The Strangers – Chapitre 3, disponible depuis peu dans les salles obscures, laisse un sentiment de vide et d’inachevé. Le film, qui conclut une trilogie débutée avec le premier volet en 2008, peine à offrir une conclusion satisfaisante à l’histoire de Maya, survivante confrontée à des tueurs masqués sans motif apparent. L’absence de développement narratif et de profondeur thématique est pointée du doigt par les critiques.
Dans ce troisième opus, Maya, après avoir réussi à éliminer l’une des trois figures emblématiques des « Étrangers » – surnommée « Pin-Up Girl » – se retrouve face à un dilemme. Au lieu d’une confrontation haletante avec « Scarecrow », le chef du groupe, le film prend une tournure inattendue. Une rencontre étonnamment calme entre les deux protagonistes révèle un passé commun tragique, celui d’avoir chacun causé la mort d’un être cher à l’autre. Scarecrow propose alors à Maya de quitter la ville, mais, comme il est de mise dans un film d’horreur, elle choisit de rester, entraînant ainsi une nouvelle escalade de violence.
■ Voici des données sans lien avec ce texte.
PR #672, opened 2021-08-02
frontend: add reporter facility

elena-pudovkina:
Create a reporter facility for reporting errors and warnings in .wake files.
Change parser.cpp to use the facility for errors with one location.
Change main.cpp to define the reporter object.

PR #674, opened 2021-08-02
lsp: enable squiggly lines

elena-pudovkina:
Restructure lsp.cpp. Rewrite it to define the reporter object and use it for sending diagnostics to the client.
Revert extension.ts back to using the default build of the server.

### DIFF
--- a/lsp/lsp.cpp
+++ b/lsp/lsp.cpp
@@ -1,4 +1,4 @@
-/* Wake Build Server Protocol implementation
+/* Wake Language Server Protocol implementation
  *
  * Copyright 2020 SiFive, Inc.
  *
@@ -33,9 +33,20 @@
 #include <map>
 #include <sstream>
 #include <fstream>
+#include <chrono>
+#include <ctime>  
+#include <functional>
 
 #include "json5.h"
 #include "execpath.h"
+#include "location.h"
+#include "frontend/parser.h"
+#include "frontend/symbol.h"
+#include "runtime/runtime.h"
+#include "frontend/expr.h"
+#include "runtime/sources.h"
+#include "frontend/diagnostic.h"
+
 
 #ifndef VERSION
 #include "../src/version.h"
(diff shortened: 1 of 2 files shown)


terpstra:
Rebase this on top of #672 once it's merged

lsp/lsp.cpp
```diff
@@ -62,8 +73,12 @@ static const char *MethodNotFound       = "-32601";
 static const char *ServerNotInitialized = "-32002";
 //static const char *UnknownErrorCode     = "-32001";
 
+std::vector<Diagnostic> diagnostics;
+Runtime runtime(nullptr, 0, 4.0, 0);
 bool isInitialized = false;
+std::string rootUri = "";
 bool isShutDown = false;
+std::map<std::string, std::string> changedFiles;
```
terpstra, line 81: I'm not super thrilled that these are global variables. Could they perhaps be member variables of a class and then the methods which use them are member methods on that class?

lsp/lsp.cpp
```diff
@@ -74,25 +89,192 @@ static void sendMessage(const JAST &message) {
...
+  {"initialize", initialize},
+  {"initialized", initialized},
+  {"textDocument/didOpen", didOpen},
+  {"textDocument/didChange", didChange},
+  {"textDocument/didSave", didSave},
+  {"textDocument/didClose", didClose},
+  {"workspace/didChangeWatchedFiles", didChangeWatchedFiles},
+  {"shutdown", shutdown},
+  {"exit", serverExit}
+};
```
terpstra, line 260: Something about putting function pointers into a table just rubs me the wrong way. I guess it's fine.

terpstra (approved):

terpstra:
I'm going to merge this as-is. However, I would like to see this refactored to have an LSP object that contains all these global variables (including the reporter). Then, you can instantiate that class inside the main method. Transform all the methods into member methods, and you'll be able to access the members just as you do the globals now.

Le scénario accumule les incohérences. Maya, dotée d’un véhicule d’évasion performant, le détruit par négligence. Le nombre de victimes s’alourdit, au point de soulever la question d’une éventuelle catastrophe sanitaire dans la ville. Mais le plus déconcertant reste le manque de réaction de Maya face à la brutalité des événements. Lorsqu’elle assiste à l’assassinat d’une personne qu’elle devrait théoriquement apprécier, elle ne manifeste aucune émotion, aucun signe de détresse.
Cette absence d’investissement se traduit également par l’introduction de personnages secondaires rapidement éliminés, sans que le spectateur ait le temps de s’y attacher. Les motivations des antagonistes restent floues, et les scènes censées dévoiler leurs origines n’apportent aucune réelle éclaircissement. Le film manque cruellement de sang et de suspense, malgré un nombre élevé de morts. Les spectateurs en quête de sensations fortes pourraient préférer se tourner vers d’autres productions, comme Send Help de Sam Raimi, sorti récemment.
« C’est le pire volet d’une trilogie de films sur lesquels je n’ai sincèrement rien de vraiment positif à dire. »
Critique (non nommé dans la source)
En définitive, The Strangers – Chapitre 3 apparaît comme une conclusion décevante à une trilogie qui n’a jamais réussi à captiver pleinement le public. Le film souffre d’un manque d’ambition, de nuances et de tension, et laisse une impression de paresse créative. Même si Madelaine Petsch avait montré un certain potentiel dans le deuxième volet, elle semble ici dénuée de toute expression, comme si l’ensemble de l’équipe avait perdu tout intérêt pour le projet après trois films consécutifs.